# AEM air fuel Gauge not giving out readings



## Manzgtr (Jan 11, 2012)

Hi I have a AEM Wideband Gauge Air/Fuel fitted on my r33 gtr which came with the car
I was installing a stereo in my car and when i was pushing the system back into place i blew a fuse and the stereo and Aem gauge shut down.
I cheked the fuses on the drivers side under dash and replaced the blown fuse and the stereo and aem gauge turned on. Stereo works fine
but the gauge on start up of the vehicle, once u turn the car on goes through its settings and reads out but then the digits blank out and there is no more further readout but the gauge is still on.

any help it was all working fine before i blew the fuse! 

What it does on start up is light up gives me some numbers then it reads out "poo" and then it blanks out but the power is still on

thanks


----------



## HeavyDuty (Apr 27, 2012)

Manzgtr said:


> What it does on start up is light up gives me some numbers then it reads out "poo"...


:chuckle: Sorry, but that's too funny..."poo".

Those things are utilizing such a narrow range of low voltage I could easily see where any fault to ground or spike would take them out. Probably need to replace it, or, try their tech line to see if it could be reset somehow.

Looks like it has a controller and there's a replacement sensor part number listed as Bosch 30-2001

Here's a link to the UEGO FAQ including tech line phone number.
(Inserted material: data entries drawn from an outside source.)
Issue #1703, opened 2023-11-01
Mingw cross-compilation -lcryptui not found.


montarcannon:
I'm trying to cross-compile small project that uses cpp-httplib with openssl using cmake and mingw. 
Cmake runs fine but make fails with following output:
`
[ 50%] Linking CXX executable cr_persist.exe
/usr/bin/i686-w64-mingw32-ld: cannot find -lcryptui: No such file or directory
collect2: error: ld returned 1 exit status
make[2]: *** [CMakeFiles/cr_persist.dir/build.make:106: cr_persist.exe] Error 1
make[1]: *** [CMakeFiles/Makefile2:100: CMakeFiles/cr_persist.dir/all] Error 2
make: *** [Makefile:136: all] Error 2
`
probably i'm missing some library but i don't know which.

yhirose:
@sum01, @jimmy-park  do you have any clue?

jimmy-park:
I have successfully built with MinGW-w64 on my [CMake workflow](https://github.com/jimmy-park/cpp-httplib/actions/runs/6723104501/job/18272437145).
It seems like `cryptui.dll` is missing on your machine.

jimmy-park:
Do we really need to link the `cryptui` library on Windows? I couldn't find any method provided by `cryptui`.
And removing `cryptui` doesn't affect on building with `httplib.h`.

yhirose:
@jimmy-park, thanks for the answers. @montarcannon, hope the above inform helps.

montarcannon:
> I have successfully built with MinGW-w64 but failed with MinGW32. Please see my [CMake workflow](https://github.com/jimmy-park/cpp-httplib/actions/runs/6723743785/job/18274474044). It seems like `cryptui.dll` is missing on MinGW32.

you ran into same problems as i did

PR #1710, opened 2023-11-11
Remove `cryptui` on Windows

jimmy-park:
`cryptui` library is linked when building on Windows, but isn't actually used. If `cryptui.lib` doesn't exist on some Windows platforms (especially MinGW32), building with `httplib.h` will fail.
I have tested without linking `cryptui` on the various Windows environments (MSVC, MinGW, Cygwin), and it works fine.

Related to #1703.


yhirose:
Thanks!

PR #1713, opened 2023-11-16
Fix: Query parameter including query delimiter ('?') not being parsed properly

davidalo:
When query delimiter `?` is contained inside the query parameters, split function is cutting it and query parameters and not being parsed properly.

As an example:

```
/regex-with-delimiter?key=^(?.*(value))
```

This PR fixes it by adding `m` (maximum) parameter to `details::split`. This parameter indicates the maximum number of parts which will be got when splitting: `-1` (infinite, no max), >= 0.

In `Server::parse_request_line` we use it as m=2 so we only get two parts: url and query parameters. By this way, we avoid splitting query parameters if they contain `?`.

### DIFF
--- a/httplib.h
+++ b/httplib.h
@@ -1988,8 +1988,9 @@ void read_file(const std::string &path, std::string &out);
 
 std::string trim_copy(const std::string &s);
 
-void split(const char *b, const char *e, char d,
+void split(const char *b, const char *e, char d, int m,
            std::function<void(const char *, const char *)> fn);
+
 
 bool process_client_socket(socket_t sock, time_t read_timeout_sec,
                            time_t read_timeout_usec, time_t write_timeout_sec,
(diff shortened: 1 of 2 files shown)


yhirose:
@davidalo thank you very for your pull request. The change looks good to me. Could you make a couple of minor adjustments to make the code more readable?

1.  Change `int` for `m` to `size_t`
2. Change `-1` to `std::numeric_limits<size_t>::max()`
3.  Make the following helper function to pass `std::numeric_limits<size_t>::max()`
```
inline void split(const char *b, const char *e, char d,
                  std::function<void(const char *, const char *)> fn) {
  split(b, e, d, std::numeric_limits<size_t>::max(), fn);
}
```
4. Change all the callers back to originals
5. Change the line `if (b[i] == d && (m < 0 || count < m)) {` to `if (b[i] == d && count < m) {`

yhirose:
@davidalo thanks a lot for the fine contribution!

PR #1715, opened 2023-11-20
Fix performance-noexcept-move-constructor

jfsimoneau:
Fix clang-tidy warning for rule performance-noexcept-move-constructor


yhirose:
Thanks!

PR #1716, opened 2023-11-20
Fix performance-inefficient-string-concatenation

jfsimoneau:


httplib.h
```diff
@@ -5434,8 +5434,15 @@ inline PathParamsMatcher::PathParamsMatcher(const std::string &pattern) {
 
 #ifndef CPPHTTPLIB_NO_EXCEPTIONS
     if (param_name_set.find(param_name) != param_name_set.cend()) {
-      std::string msg = "Encountered path parameter '" + param_name +
```
yhirose, line 5437: I prefer the original one line code. It's much easier to read, and it gives very little performance gain.

PR #1717, opened 2023-11-20
Fix performance-unnecessary-value-param

jfsimoneau:
Also fixes related performance-move-const-arg

### DIFF
--- a/httplib.h
+++ b/httplib.h
@@ -789,7 +789,7 @@ public:
   Server &set_file_request_handler(Handler handler);
 
   Server &set_error_handler(HandlerWithResponse handler);
-  Server &set_error_handler(Handler handler);
+  Server &set_error_handler(const Handler &handler);
   Server &set_exception_handler(ExceptionHandler handler);
   Server &set_pre_routing_handler(HandlerWithResponse handler);
   Server &set_post_routing_handler(Handler handler);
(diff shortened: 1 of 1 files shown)


httplib.h
```diff
@@ -788,7 +788,7 @@ class Server {
   Server &set_file_request_handler(Handler handler);
 
   Server &set_error_handler(HandlerWithResponse handler);
-  Server &set_error_handler(Handler handler);
+  Server &set_error_handler(const Handler &handler);
```
yhirose, line 791: I am not comfortable with changes like this. I intentionally made the parameter as a value as other set handler methods are also taking value params. It creates inconsistency and causes a confusion...

jfsimoneau: I was hesitant about this change too. I feel all should be const references or all should always be moved. Personally, I prefer const references for their low overhead, but since the other calls are perfect as they are, I don't want to change them. I will revert this one.

jfsimoneau: I made a compile-time conditional check to use C++14 init captures if available. This silences the warning on C++14 by moving the handler value into the lambda.

jfsimoneau:
Hey @yhirose, is there anything else I can do to move this forward? Thanks!

yhirose:
@jfsimoneau I really appreciate your changes though, I am not very interested in them and I still prefer the existing code. I'll most likely close this pull request, but keep it open for while just in case I'll change my mind. Thanks for your understanding.

Issue #2043, opened 2025-02-08
SOVERSION does not indicate binary compatibility accurately


mgorny:
Currently, `SOVERSION` on the shared library is set to match two version components:

https://github.com/yhirose/cpp-httplib/blob/996acc52537a62435769bf1f873ad0504d6cf620/CMakeLists.txt#L196

This indicates that all 0.18.x releases should be backwards compatible. However, this is not the case. The most recent example is #2022 adding `is_connection_closed` field in middle of `Request` class. This caused all field offsets to change, causing software linked to the previous version of the library to start accessing wrong fields.

Please either update `SOVERSION` to correctly indicate binary compatible, or — even better — set stronger binary compatibility guarantees. This library is used by some huge stuff (for example, LLVM) and people need to spend hours rebuilding it whenever ABI of cpp-httplib changes.

mgorny:
Well, my first suggestion would be to look at [abi-compliance-checker](https://github.com/lvc/abi-compliance-checker) tool. If you build two versions of the shared library with debug symbols, you can use it like this:

```
abi-dumper -lver 0.18.5 path/to/libcpp-httplib.so.0.18.5 -o old.dump
abi-dumper -lver 0.18.6 path/to/libcpp-httplib.so.0.18.6 -o new.dump
abi-compliance-checker -l cpp-httplib -old old.dump -new new.dump
```

…and it will generate a nice HTML report that tells if you anything ABI-breaking happened, and explain why it breaks ABI. Long story short, if it points out any backwards compatibility breakage, you need to raise library SOVERSION.

Of course, anytime that happens, it means that all consumers linking to the shared library need to rebuilt. This is especially problematic for LLVM since it takes a few hours to build, and an average modern Gentoo system needs 2-3 versions of LLVM simultaneously, so basically a cpp-httplib ABI change means whole day spent rebuilding LLVM.

Unfortunately, changes to private fields of public classes also count as ABI changes. There are some ways to avoid that, though. If the class is never allocated by the caller, you could add new fields to the very end — in that case ABI is preserved. If  the class is allocated by the caller, you can still avoid ABI changes by using the PImpl idiom.

yhirose:
@mgorny could you explain more about the "shared library" such as 'libcpp-httplib.so.0.18.5'? (I am not maintaining such binary static library files, since cpp-httplib is "A C++11 single-file header-only cross platform HTTP/HTTPS library".)

mgorny:
[...]

PR #2054, opened 2025-02-14
ci: add abidiff workflow

Tachi107:
This CI workflow checks ABI compatibility between the pushed commit and the previous, helping preventing accidental ABI breaks.

Helps with https://github.com/yhirose/cpp-httplib/issues/2043

Cc: @mgorny

### DIFF
--- a/.github/workflows/abidiff.yaml
+++ b/.github/workflows/abidiff.yaml
@@ -1,0 +1,64 @@
+# SPDX-FileCopyrightText: 2025 Andrea Pappacoda <andrea@pappacoda.it>
+# SPDX-License-Identifier: MIT
+
+name: abidiff
+
+on: [push, pull_request]
+
+defaults:
+  run:
+    shell: sh
+
+jobs:
+  abi:
+    runs-on: ubuntu-latest
+    container:
+      image: debian:testing
+
+    steps:
+    - name: Install dependencies
+      run: apt -y --update install --no-install-recommends
+        abigail-tools
+        ca-certificates
+        g++
+        git
+        libbrotli-dev
+        libssl-dev
+        meson
+        pkg-config
+        python3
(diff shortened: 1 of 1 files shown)


Tachi107:
Note: I'm not sure this works correctly on pull requests, since they may contain more than one commit.

.github/workflows/abidiff.yaml
```diff
@@ -0,0 +1,62 @@
...
+        path: current
+
+    - uses: actions/checkout@v4
+      with:
+        path: previous
+        fetch-depth: 2
+
+    - name: Checkout previous
+      working-directory: previous
+      run: git checkout HEAD^
```
yhirose, line 43: Could you try `git checkout $(git describe --tags --abbrev=0 master)`?
`$(git describe --tags --abbrev=0 master)` gives us the commit hash for the latest version tag.

Tachi107: You mean diffing the current commit with the previous release? Brilliant! Didn't think about it :)

yhirose:
> Note: I'm not sure this works correctly on pull requests, since they may contain more than one commit.

Thanks a lot for taking care of it! I made a comment about how to get the commit hash for the latest version tag. Could you try with it to see how it goes?

Tachi107:
> Thanks a lot for taking care of it! I made a comment about how to get the commit hash for the latest version tag. Could you try with it to see how it goes?

Done! The job now fails because it has detected breaking changes since the last tagged release, and abidiff returns a status code of `12`, which means `ABIDIFF_ABI_CHANGE` and `ABIDIFF_ABI_INCOMPATIBLE_CHANGE` according to its [manpage](https://sourceware.org/libabigail/manual/abidiff.html).

yhirose:
Thanks for the great work!

PR #2057, opened 2025-02-16
Fix compilation failures with include <windows.h>

falbrechtskirchinger:
Recent changes used `min` without parentheses, which is known to conflict with `#include <windows.h>`.


yhirose:
Thanks!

Wideband O2 UEGO, Water/Methanol, Stand Alone Engine Management, Piggyback F/IC, Tru Boost Controller, Gauges, Automotive Performance Electronics

<snip> Contact the electronics tech line at 1-800-423-0046...etc.<snip>

AEMPOWER.com


----------



## Manzgtr (Jan 11, 2012)

thanks mate will open up the dashboard and chek the wireing


----------



## Manzgtr (Jan 11, 2012)

Hi i still cant get my air fuel gauge to work could it be this sensor that needs replacing i have no idea if this is the right sensor to replace but it looks like the right one attached to my exhaust pipe.


----------



## Manzgtr (Jan 11, 2012)

aem air fuel gauge fault (R33 GTR).MOV - YouTube

this is wot happens to it


----------



## Gambit (Sep 22, 2005)

On the list of videos next to yours was this one. Seems to indicate your wideband sensor is shot.

AEM's UEGO O2 Sensor Test - How to check to see if your aftermarket O2 sensor is bad - YouTube


----------



## MIKEGTR (Jul 8, 2005)

Ive never been able to get mine working, nothing but grief, I'm just going to buy a new one


----------



## Manzgtr (Jan 11, 2012)

i understand the o2 sensor could have malfunctioned but the weird thing is it was all working fine till the fuse blew and i changed the fuse and it powered up again... can a blown fuse really effect the actual sensor that pics up the readings?


----------



## blue34 (Jul 28, 2005)

Before you change the sensor you could check that there is 12v going to the heating element inside the sensor, at the plug under the car

The gauge is also a controller and provides a 0-5v output to an ecu if required as well as a readout on the gauge. You may or may not be using this output but If you wanted to check that with a multimeter it should vary between 0-5volts with a good sensor.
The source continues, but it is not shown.